While the firm has engaged in health care construction for about 25 years, it has only been fairly recently that Simone became a major player in the New York metropolitan area in terms of health care construction.
Its impressive two million-square-foot health care portfolio is leased by numerous high-profile hospitals and medical providers including Montefiore Health System, Mount Sinai, St. John’s Riverside Hospital and a host of others located at properties on Long Island, Westchester, New York City, Northern New Jersey and Fairfield County, CT. Its portfolio includes the imaginative redevelopment of a former state psychiatric facility in the Bronx to the highly successful Hutchinson Metro Center to the reimagined Boyce Thompson Center in Yonkers.
The Boyce Thompson redevelopment project converted a long shuttered eyesore into a thriving mixed-use complex that features health care concerns such as St. John’s Riverside Hospital, which occupies a new two-level, 15,000-square-foot freestanding building for outpatient care and physician offices and WESTMED Medical Group that leases a new 20,000-square-foot addition constructed at the south end of the main building. Other healthcare tenants at the complex include ColumbiaDoctors, Riverside Dental Health, Westchester Gastroenterology, Juvanni Med Spa and Family Wellness Pharmacy. Recently, Starbucks and Japanese sushi restaurant ISO opened at the 85,000-square-foot complex that is now more than 90% leased.
Real Estate In-Depth talked with Simone to discuss the changing health care industry and how Simone has been able to grow its portfolio.
He explained that the concept behind Simone Healthcare’s growth has been “stay with what you know and what you do best.” Simone said that health care executives, while extremely knowledgeable in the medical field, in most cases find it nearly impossible to navigate through the many facets of real estate development and construction.
The veteran developer quipped, “By the way I think I would be relatively challenged if someone asked me to do surgery today, I don’t think it would work out to well.”
He continued that his firm literally takes on all facets of the real estate project from the inception to the ribbon cutting and beyond.
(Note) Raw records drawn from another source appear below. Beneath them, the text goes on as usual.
PR #439, opened 2023-05-18
Bayesian Optimization with Gaussian Process for Ptycho

sezelt:
This adds a relatively friendly way to optimize the hyperparameters used in ptychography reconstructions. We accomplish this through the `PtychographyOptimizer` class, which accepts a dictionary that specifies both the fixed and the variable hyperparameters. The optimizer then uses the gaussian process minimizer in scikit-optimize to find the parameters that give the lowest reconstruction error. 

Potential Todos:
- [x] Documentation!
- [x] A way to refine the reciprocal pixel size
- [x] A way to refine the x and y realspace pixel scales together rather than via the affine transform
- [x] Decide where to put dependencies
- [x] Do not re-run preprocess if there are no optimization variables up to that point


sezelt:
Example usage is as follows:
```python 
from py4DSTEM.process.phase.parameter_optimize import OptimizationParameter, PtychographyOptimizer
init_args = {
    'datacube':dataset,
    'energy':80e3,
    'semiangle_cutoff':semiangle_cutoff,
    'defocus':OptimizationParameter(-100.,100.,50.),
}
affine_args = {
    'scale0':OptimizationParameter(0.9,1.1,1.0),
    'scale1':OptimizationParameter(0.9,1.1,1.0),
}
preprocess_args = {
    'force_com_rotation':rotation_degrees,
    'force_com_transpose':False,
    'fit_function':'constant',
}
recon_args = {
    'max_iter':8,
    'step_size':0.5,
    'gaussian_filter_sigma':1.0,
    'fix_probe_iter':np.inf,
}
optimizer = PtychographyOptimizer(
    py4DSTEM.process.phase.SingleslicePtychographicReconstruction,
    init_args = init_args,
    affine_args = affine_args,
    preprocess_args = preprocess_args,
    reconstruction_args = recon_args,
)

optimizer.optimize(
    n_calls=20,
    n_initial_points=1
)
optimizer.visualize()
```

gvarnavi:
Thanks Steve, looks great - excited to try it!

Quick question :
- It seems like init/preprocess happens regardless of if those parameters are all static? Like say I only had `OptimizationParameter` inside `recon_args`, is there a way to skip init/preprocess and simply run the optimizer using the `reset=True` parameter of `reconstruct()`?
  - Example use-cases would be optimizing the (a,b,c) `reconstruction_parameter` in the generalized projection sets, or optimizing various regularization constraints

Some thoughts on to-dos:
- Refining reciprocal pixel size: Indeed, this would require either modifying the datacube calibration or a patch to overwrite the `_angular_sampling` and `_reciprocal_sampling` attributes after the `_extract_intensities_and_calibrations_from_datacube()` call inside `preprocess()`.

- Refining real pixel size: Perhaps a simple `scale_both` or similar argument inside `affine_args` which sets both `scale0` and `scale1` in the appropriate `AffineTransform` calls.

- It would also be nice to have read/write functionality for the optimizer (or equivalently, have a way of attaching the optimizer to the ptycho class and then modify read/write in those classes).

sezelt:
* At the moment, yes it recreates the ptycho object each time rather than running reset. It should not be too hard to flag it to hold on to the same object, but do you think it is worth it performance-wise? 
* Are there side effects that need to be taken care of if I change `_angular_sampling` or `_reciprocal_sampling` after `preprocess`ing?
* Agreed. 
* Saving the result would be interesting, so that you could save the GP model and the convergence, but it might be hard to adapt the scikit-optimize structure into a py4DSTEM object.

gvarnavi:
Quick answers:
- Yes, I think it would be worth it performance-wise to avoid preprocessing, especially for datasets w/ a lot of probe positions.
- `_angular_sampling` (together with `_region_of_interest_shape`) controls `sampling` and thus things like the size of the object, so you'll need to change it right after `_extract_intensities_and_calibrations_from_datacube()`. Perhaps we add a `force_angular_sampling` flag to `preprocess`.
- Re: saving - yeah, I'd mostly be interested in the saving (some of) the sampled parameter space and the resulting reconstructions.

bsavitzky:
> * Saving the result would be interesting, so that you could save the GP model and the convergence, but it might be hard to adapt the scikit-optimize structure into a py4DSTEM object.

I think the question is - what do you want to save?  Some function like e.g. `ptycho_reconstruction.store_optimizer(ptycho_optimizer)` could alter the substructure s.t. at save time, you would store the argument dictionaries that built the optimizer, the arguments passed to the optimizer, and the converged values.  That should not be hard!  @gvarnavi it sounds like maybe you want to save more than this - you mean some subset of the sampled values and their reconstruction errors?  Or are you saying you would want some subset of the reconstructions as well?

sezelt:
I've also moved the pixel size re-calibration from the `ptycho` function into the `DataCube` one, so that when I resize a dataset outside of a ptychography run, the pixel size is updated appropriately.

py4DSTEM/process/phase/parameter_optimize.py
```diff
@@ -0,0 +1,449 @@
...
+        n_iterations: int,
+        init_static_args: dict,
+        affine_static_args: dict,
+        preprocess_static_args: dict,
+        reconstruct_static_args: dict,
+        init_optimization_params: dict,
+        affine_optimization_params: dict,
+        preprocess_optimization_params: dict,
+        reconstruct_optimization_params: dict,
+    ):
```
gvarnavi, line 286: Adding flags for error divergence and log error.

```suggestion
        check_error_divergence: bool,
        return_log_error:bool,
    ):
```

py4DSTEM/process/phase/parameter_optimize.py
```diff
@@ -0,0 +1,449 @@
...
+            # Apply affine transform to pixel grid, using the
+            # calibrations lifted from the dataset
+            dataset = init_static_args["datacube"]
+            init_args["initial_scan_positions"] = self._get_scan_positions(tr, dataset)
+
+            ptycho = obj(**init_args)
+            prep(ptycho, **prep_args)
+            recon(ptycho, **reco_args)
+
+            return np.log(ptycho.error)
```
gvarnavi, line 353: Error divergence check and log error suggestion:

```suggestion
            errors = ptycho.error_iterations
            if check_error_divergence and errors[-1] > min(errors[:-1]):
                error = 1.0
            else:
                error = errors[-1]
            
            if return_log_error:
                error = np.log(error)
            
            return error
```

py4DSTEM/process/phase/parameter_optimize.py
```diff
@@ -0,0 +1,449 @@
...
+            n_calls,
+            self._init_static_args,
+            self._affine_static_args,
+            self._preprocess_static_args,
+            self._reconstruction_static_args,
+            self._init_optimize_args,
+            self._affine_optimize_args,
+            self._preprocess_optimize_args,
+            self._reconstruction_optimize_args,
+        )
```
gvarnavi, line 140: Error divergence check and log error suggestion (see below):

```suggestion
            check_error_divergence = check_error_divergence,
            return_log_error = return_log_error,
        )
```

py4DSTEM/process/phase/parameter_optimize.py
```diff
@@ -0,0 +1,449 @@
...
+
+        self._reconstruction_type = reconstruction_type
+
+        self._set_optimizer_defaults()
+
+    def optimize(
+        self,
+        n_calls: int,
+        n_initial_points: int,
+        **skopt_kwargs: dict,
```
gvarnavi, line 112: Error divergence check and log error suggestion (see below):

```suggestion
        check_error_divergence = True,
        return_log_error = True,
        **skopt_kwargs: dict,
```

py4DSTEM/process/phase/parameter_optimize.py
```diff
@@ -0,0 +1,449 @@
...
+            List of options for Categorical parameter
+        """
+        # Check input
+        space = space.lower()
+        assert space in (
+            "real",
+            "integer",
+            "bool",
+            "categorical",
+        ), f"Unknown Parameter type: {space}"
```
gvarnavi, line 409: Assert is really for debugging, not catching user ValueErrors in my book (?)

```suggestion
        if space not in ("real", "integer", "bool", "categorical"):
            raise ValueError(f"Unknown Parameter type: {space}")

```

py4DSTEM/process/phase/parameter_optimize.py
```diff
@@ -0,0 +1,449 @@
...
+
+        scaling = scaling.lower()
+        assert scaling in ("uniform", "log-uniform"), f"Unknown scaling: {scaling}"
```
gvarnavi, line 412: Assert is really for debugging, not catching user ValueErrors in my book (?)

```suggestion
        if scaling not in ("uniform", "log-uniform"):
            raise ValueError(f"Unknown scaling: {scaling}")
```

py4DSTEM/process/phase/parameter_optimize.py
```diff
@@ -0,0 +1,449 @@
...
+        self._categories = categories
+        self._lower_bound = lower_bound
+        self._upper_bound = upper_bound
+        self._scaling = scaling
+        self._param_type = param
+
+    def _get(self, name):
+        self._name = name
+        if self._param_type is Categorical:
+            assert self._categories is not None, "Empty list of categories!"
```
gvarnavi, line 438: See above. 
```suggestion
```

py4DSTEM/process/phase/parameter_optimize.py
```diff
@@ -0,0 +1,449 @@
...
+            "integer": Integer,
+            "bool": Categorical,
+            "categorical": Categorical,
+        }
+        param = space_map[space]
+
+        # If a boolean property, the categories are True/False
+        if space == "bool":
+            categories = [True, False]
+
```
gvarnavi, line 426: Assert is really for debugging, not catching user ValueErrors in my book (?)

```suggestion

        if not categories:
            raise ValueError("Empty list of categories!")
```

gvarnavi (commented):
Ok, just got around to review this - pardon the delay.
Great job, looks amazing!

Briefly the comments/suggestions are:
- visualization updates to look nicer, add some more customization, and always return a single fig
- some docstring clarifications
- some stylistic suggestions (namely not using `assert`, and an alternative way to update the optimized dicts using the merge operator)
- error divergence and log error flag suggestions

py4DSTEM/process/phase/iterative_mixedstate_ptychography.py
```diff
@@ -52,7 +52,9 @@ class MixedstatePtychographicReconstruction(PtychographicReconstruction):
     num_probes: int, optional
         Number of mixed-state probes
     semiangle_cutoff: float, optional
-        Semiangle cutoff for the initial probe guess
+        Semiangle cutoff for the initial probe guess in mrad
+    semiangle_cutoff_pixels: float, optional
+        Semiangle cutoff for the initial probe guess in pixels
     rolloff: float, optional
         Semiangle rolloff for the initial probe guess
```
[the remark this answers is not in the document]
sezelt: The reason for this being a pixel parameter is for when you are trying to refine the reciprocal pixel size. You can very easily determine the size of the direct beam in pixels, and this is a constant regardless of rescaling of the reciprocal pixel size. 
The rolloff should probably remain fixed relative to the calibrated semiangle, not the pixel value, but I am not certain about this. I may try optimizing over the rolloff value just to investigate the sensitivity.

py4DSTEM/process/phase/parameter_optimize.py
```diff
@@ -0,0 +1,449 @@
...
+    """
+    Optimize ptychographic hyperparameters with Bayesian Optimization of a
+    Gaussian process. Any of the arguments to the ptychographic
+    init-preprocess-reconstruct pipeline can be optimized over (including
+    boolean or other flag options)
+    """
+
+    def __init__(
+        self,
+        reconstruction_type: type[PhaseReconstruction],
```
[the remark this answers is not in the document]
sezelt: This is correct as written, so long as the Python version is >= 3.9. See [here](https://mypy.readthedocs.io/en/latest/kinds_of_types.html#the-type-of-class-objects). The optimizer takes the _class_ as an argument, not an _instance_ of the class.
> Sometimes you want to talk about class objects that inherit from a given class. This can be spelled as type[C] (or, on Python 3.8 and lower, [typing.Type[C]](https://docs.python.org/3/library/typing.html#typing.Type)) where C is a class. In other words, when C is the name of a class, using C to annotate an argument declares that the argument is an instance of C (or of a subclass of C), but using type[C] as an argument annotation declares that the argument is a class object deriving from C (or C itself).

py4DSTEM/process/phase/parameter_optimize.py
```diff
@@ -0,0 +1,449 @@
...
+            np.arange(dataset.R_Ny) * R_pixel_size,
+        )
+        x, y = np.meshgrid(x, y, indexing="ij")
+        scan_positions = np.stack((x.ravel(), y.ravel()), axis=1)
+        scan_positions = scan_positions @ affine_transform.asarray()
+        return scan_positions
+
+    def _get_optimization_function(
+        self,
+        cls: type[PhaseReconstruction],
```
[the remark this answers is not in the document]
sezelt: Same as above, it is correct as written as the function expects a class object, not a class instance

py4DSTEM/process/phase/parameter_optimize.py
sezelt: This will be handed in a separate and larger commit that I'll merge with the PR review commits and push later

sezelt:
I've accepted some of the suggested changes, and pushed my new way of accepting custom error metrics. I'll continue to work on the other suggestions and then run a final test that everything plays nicely together (which will also probably become a candidate tutorial notebook)

py4DSTEM/process/phase/parameter_optimize.py
```diff
@@ -0,0 +1,449 @@
...
+        """
+        self._init_static_args["verbose"] = False
+
+        self._preprocess_static_args["plot_center_of_mass"] = False
+        self._preprocess_static_args["plot_rotation"] = False
+        self._preprocess_static_args["plot_probe_overlaps"] = False
+
+        self._reconstruction_static_args["progress_bar"] = False
+        self._reconstruction_static_args["store_iterations"] = False
+        self._reconstruction_static_args["reset"] = True
```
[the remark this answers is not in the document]
sezelt: My thinking is that we probably should not spit out plots on every run, since that will undoubtedly crowd up a notebook. It would not make a lot of sense unless we also had it print out the parameters at each iteration as well, which would need some flags or callbacks or something. Probably the best thing for a user to do is to explore the limits of how much defocus they can handle manually before running the optimizer. Alternatively, if you were to come up with some kind of metric that determines if the probe fits well inside the box, we could have it short-circuit and return the max error if the ptycho is run with parameters that can't fit.

py4DSTEM/process/phase/parameter_optimize.py
```diff
@@ -0,0 +1,449 @@
...
+from skopt import gp_minimize
+from skopt.space import Real, Integer, Categorical
+from skopt.plots import (
+    plot_convergence,
+    plot_gaussian_process,
+    plot_evaluations,
+    plot_objective,
+)
+from skopt.utils import use_named_args
+import matplotlib.pyplot as plt
```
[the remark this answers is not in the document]
sezelt: oops this one was hidden, i ended up adding it separately

py4DSTEM/process/phase/parameter_optimize.py
sezelt: handled by the new custom error metrics

py4DSTEM/process/phase/parameter_optimize.py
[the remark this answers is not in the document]
sezelt: OK yeah let's add it

py4DSTEM/process/phase/iterative_mixedstate_ptychography.py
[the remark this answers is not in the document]
gvarnavi: Can we resolve this? I think it's fine to keep rolloff in mrad for now.

gvarnavi:
@sezelt Seems like we're all set here? I'll go ahead and merge into `phase_contrast` tomorrow morning if so.

sezelt:
Yes, ready to go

In fact, in some cases Simone serves as the outsourced real estate division of the health care concern. Simone’s template is to own the real estate and lease the space long-term to the hospital or medical service provider.
“We do not think hospitals should own ambulatory facilities,” Simone said. “We think that is a silly waste of their capital… Rather than tie up their money in bricks, they can make a much higher return buying other hospital systems, buying other practices, equipment and technology. They will do far better.”
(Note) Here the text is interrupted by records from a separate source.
PR #441, opened 2023-05-29
Fix dev install setup.py

rpsankaran:
python version needs to be more permissive

### DIFF
--- a/setup.py
+++ b/setup.py
@@ -21,7 +21,7 @@ setup(
     author_email='ben.savitzky@gmail.com',
     license='GNU GPLv3',
     keywords="STEM 4DSTEM",
-    python_requires='>=3.9,<3.11',
+    python_requires='>=3.9,<=3.11.3',
     install_requires=[
         'numpy >= 1.19',
         'scipy >= 1.5.2',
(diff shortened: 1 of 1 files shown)


sezelt:
Earlier we had some discussion on Slack and concluded that we wanted to set the maximum version to 3.10. However, it seems that the reasons for that are no longer a hindrance so I think it is ok to also allow 3.11 now. I am not sure that `<=3.11.3` is the right cutoff, though... I'll investigate further and we can update this.

sezelt:
The build is failing with weird `emdfile` errors: @bsavitzky do we need to bump the version for that? It's at `>=0.0.6` at the moment. 

Also, I think it would be good to sync the Python version specs in the build test scripts to match this change

bsavitzky:
Hey @rpsankaran - thanks for this PR.  Could you rebase your branch with dev? You PR is failing checks due to a bug that's been patched in the dev branch, so if you pull that into your branch you should pass all checks. Then we can merge your PR.

rpsankaran:
> 

HI Ben,

Sorry I'm just seeing this now.  I'm getting up to speed on py4DSTEM first now, going through tutorials, then I'll get into development as I start maybe breaking things :)

PR #443, opened 2023-06-03
backtracking in DPC

sezelt:
This adds a simple backtracking step to the iterative DPC, which rejects steps that increase the error.

### DIFF
--- a/py4DSTEM/process/phase/iterative_dpc.py
+++ b/py4DSTEM/process/phase/iterative_dpc.py
@@ -420,9 +420,6 @@ class DPCReconstruction(PhaseReconstruction):
             xp.mean(self._com_x.ravel() ** 2 + self._com_y.ravel() ** 2)
         )
 
-        if new_error > error:
-            step_size /= 2
-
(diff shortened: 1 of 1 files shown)


gvarnavi:
Hey @sezelt - this looks good, but perhaps let's move the actual step halving outside `forward` and in the same back-tracking if statement in the main loop to keep things cleaner?

Also, if we add the functionality to store the previous iteration to the ptycho classes too then we could also easily implement [Nesterov acceleration](https://jlmelville.github.io/mize/nesterov.html). Happy to take a crack at this.

smribet (approved):
Looks good to me. Thanks @sezelt and @gvarnavi!

gvarnavi:
Quick note on the momentum-acceleration idea referenced above. Implemented this for single-slice and then decided it's not worth supporting for all the classes and different reconstruct parameters (specifically `max_batch_size` and `reset`). 

Kept the small recursive prefactor factors & a reference link in the utils file in commit 445cca1, for possible re-implementation after restructuring.

PR #459, opened 2023-06-22
Rm rooted node

bsavitzky:
- removes the RootedNode class
- bumps emdfile version to 0.0.9
- updates / fixes google drive downloader
- adds test data command-line download tool


sezelt (approved):
Everything looks fine to me... I haven't tested the `RootedNode` removal but I trust it will not break things

PR #959, opened 2023-05-16
Convert tests to JUnit5 (PrintableConverterTest)

fmarco76:
This is the first junit test converted to junit 5.

In order to run the test also a new runner class is introduced. 

Here the migration documentation: https://junit.org/junit5/docs/current/user-guide/#migrating-from-junit4

The remaining tests make use of junit 4 or makes use of a custom  approach. All of them could be converted to junit 5.

At compile time there is a warning with `org.apiguardian.api.API$Status` which seems related to a library problem in junit 5 but it can be ignored according to many post (e.g. https://stackoverflow.com/questions/46702273/warning-unknown-enum-constant-status-stable).

### DIFF
--- a/.classpath
+++ b/.classpath
@@ -4,14 +4,28 @@
 	<classpathentry kind="src" path="base/src/test/java"/>
 	<classpathentry kind="src" path="base/src/broken_test/java"/>
 	<classpathentry kind="src" path="examples/src/main/java"/>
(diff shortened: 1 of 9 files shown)


edewata (approved):
LGTM

ckelleyRH (approved):
LGTM!

fmarco76:
@ckelleyRH @edewata Thanks!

Simone Healthcare develops, sources, acquires and navigates their hospital or health care service provider clients through the planning and approval process, the design phase, the financing component of the deal and ultimately any leases and the management of the property as well once completed.
The New York metro region lagged behind most of the rest of the country in terms of health care consolidation and later capital investment, but Simone began to see opportunities emerge in 2001 when it started developing the Hutchinson Metro Center in the Bronx.
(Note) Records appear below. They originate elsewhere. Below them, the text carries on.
PR #960, opened 2023-05-16
Suppress warnings for deprecated algorithms

edewata:
Algorithms such as SHA-1 and MD5 are deprecated but they still have valid uses and in certain cases cannot be replaced easily. The problem is currently code that uses these algorithms generates warnings that can undermine user's confidence in the code. To avoid the problem, the warnings have been converted into regular debug messages which will only appear in debug mode.


jmagne (approved):
Approving :)

ckelleyRH (approved):
LGTM

fmarco76 (approved):
LGTM

edewata:
@jmagne @ckelleyRH @fmarco76 Thanks!

I'll merge this PR to master branch, but if you think we need to apply the same changes to existing releases just let me know.

edewata:
OK, I cherry-picked the change to `v5.4` branch. It looks like there is a fix for another bug in that branch already, so we can piggy-back the same bug (i.e. whenever the package is rebased to pick up the fix this change will be include as well). Thanks!

PR #961, opened 2023-05-17
Upgdate all junit tests to JUnit5

fmarco76:
All JUnit tests use  `junit5` and `junit4` removed.


ckelleyRH (approved):
LGTM, thanks! It is interesting that Sonar highlighted the public methods here but not in my change for PKI. I thought the test rules were identical for all repos (at least, that is how I tried to set it up).

fmarco76:
@ckelleyRH Thanks!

Simone theorized that the shakeout in the health care industry was caused in least in part by hospitals requiring fewer beds due to many medical procedures being performed on an outpatient basis. He said the impact of this trend did not affect the New York region at first due to its dense population, but eventually it led to hospital closures, mergers, etc.
The surge in capital investment in the health care field in the region Simone believes is in its early stages and has a good run left. In fact, he believes the region is in about the third inning of a nine-inning contest.
Simone, who said he has been in contact with just about every chief hospital and healthcare official in the tri-state region, said health care real estate is different from conventional real estate transactions in many ways. He noted that with lease deals with professional services firm or other non-medical users, the owner tells them when the space is ready, they turn on the lights and move in.
With health care users its different and more complex, due in part because the deal involves physicians, expensive equipment and patients. Simone said the health care concerns can’t just “populate the building overnight. It has to ramp up and that is why most of these medical professionals don’t move a lot. Because you are dealing with patients, physicians and equipment… So you have to stage it, you have to understand it and again it doesn’t move as fast as the real estate moves.”
Simone said that in some cases to make these deals work, the firm will literally sit down and help structure a financial plan that would include helping stage the space and also “ladder the rent” so that costs are more spread out, especially during the early part of the lease.